## Instructions to follow
Filter the material, keeping only lines with the word "default".

## Data listing
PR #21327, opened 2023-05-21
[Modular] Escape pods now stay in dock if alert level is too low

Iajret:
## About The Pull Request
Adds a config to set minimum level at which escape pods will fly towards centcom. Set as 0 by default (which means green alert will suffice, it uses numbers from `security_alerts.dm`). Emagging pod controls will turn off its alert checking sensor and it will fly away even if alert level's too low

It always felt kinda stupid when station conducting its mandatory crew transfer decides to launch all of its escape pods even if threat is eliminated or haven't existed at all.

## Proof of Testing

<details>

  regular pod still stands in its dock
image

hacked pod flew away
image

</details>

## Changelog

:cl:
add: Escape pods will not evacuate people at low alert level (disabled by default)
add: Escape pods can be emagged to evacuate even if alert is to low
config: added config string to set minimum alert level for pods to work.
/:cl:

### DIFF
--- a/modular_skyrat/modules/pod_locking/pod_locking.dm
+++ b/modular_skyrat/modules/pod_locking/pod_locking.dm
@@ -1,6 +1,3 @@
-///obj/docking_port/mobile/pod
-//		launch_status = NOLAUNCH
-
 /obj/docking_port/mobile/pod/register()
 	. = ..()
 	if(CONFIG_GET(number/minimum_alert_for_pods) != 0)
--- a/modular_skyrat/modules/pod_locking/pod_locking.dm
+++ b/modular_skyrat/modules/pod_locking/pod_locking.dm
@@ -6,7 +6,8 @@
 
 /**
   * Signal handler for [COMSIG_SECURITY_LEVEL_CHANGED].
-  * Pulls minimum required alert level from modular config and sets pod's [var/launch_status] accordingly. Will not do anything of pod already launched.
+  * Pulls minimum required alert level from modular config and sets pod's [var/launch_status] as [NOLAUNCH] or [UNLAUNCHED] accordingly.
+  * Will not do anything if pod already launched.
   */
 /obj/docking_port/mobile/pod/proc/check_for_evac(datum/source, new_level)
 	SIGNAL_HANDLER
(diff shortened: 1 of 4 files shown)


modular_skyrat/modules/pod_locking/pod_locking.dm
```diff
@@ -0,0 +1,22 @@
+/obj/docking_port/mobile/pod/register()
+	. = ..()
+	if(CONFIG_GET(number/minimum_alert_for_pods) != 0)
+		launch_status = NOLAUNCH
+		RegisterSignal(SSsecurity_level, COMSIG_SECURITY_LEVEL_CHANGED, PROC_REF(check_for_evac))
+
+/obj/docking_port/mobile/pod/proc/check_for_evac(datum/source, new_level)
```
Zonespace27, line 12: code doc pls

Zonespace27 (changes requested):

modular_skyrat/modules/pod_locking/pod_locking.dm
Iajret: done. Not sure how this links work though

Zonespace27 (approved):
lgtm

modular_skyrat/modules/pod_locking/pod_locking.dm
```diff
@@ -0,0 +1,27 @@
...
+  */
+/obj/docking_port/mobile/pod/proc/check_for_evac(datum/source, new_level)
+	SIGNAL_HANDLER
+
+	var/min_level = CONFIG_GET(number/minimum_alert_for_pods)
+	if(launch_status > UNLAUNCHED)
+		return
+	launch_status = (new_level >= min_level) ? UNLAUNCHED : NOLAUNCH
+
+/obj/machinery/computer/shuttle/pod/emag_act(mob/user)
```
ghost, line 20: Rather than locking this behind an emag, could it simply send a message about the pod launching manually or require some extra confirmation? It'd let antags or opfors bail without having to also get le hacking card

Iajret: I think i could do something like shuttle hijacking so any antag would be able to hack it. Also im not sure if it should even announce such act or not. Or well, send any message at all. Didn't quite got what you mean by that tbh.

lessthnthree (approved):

## Response for this exercise
Adds a config to set minimum level at which escape pods will fly towards centcom. Set as 0 by default (which means green alert will suffice, it uses numbers from `security_alerts.dm`). Emagging pod controls will turn off its alert checking sensor and it will fly away even if alert level's too low
add: Escape pods will not evacuate people at low alert level (disabled by default)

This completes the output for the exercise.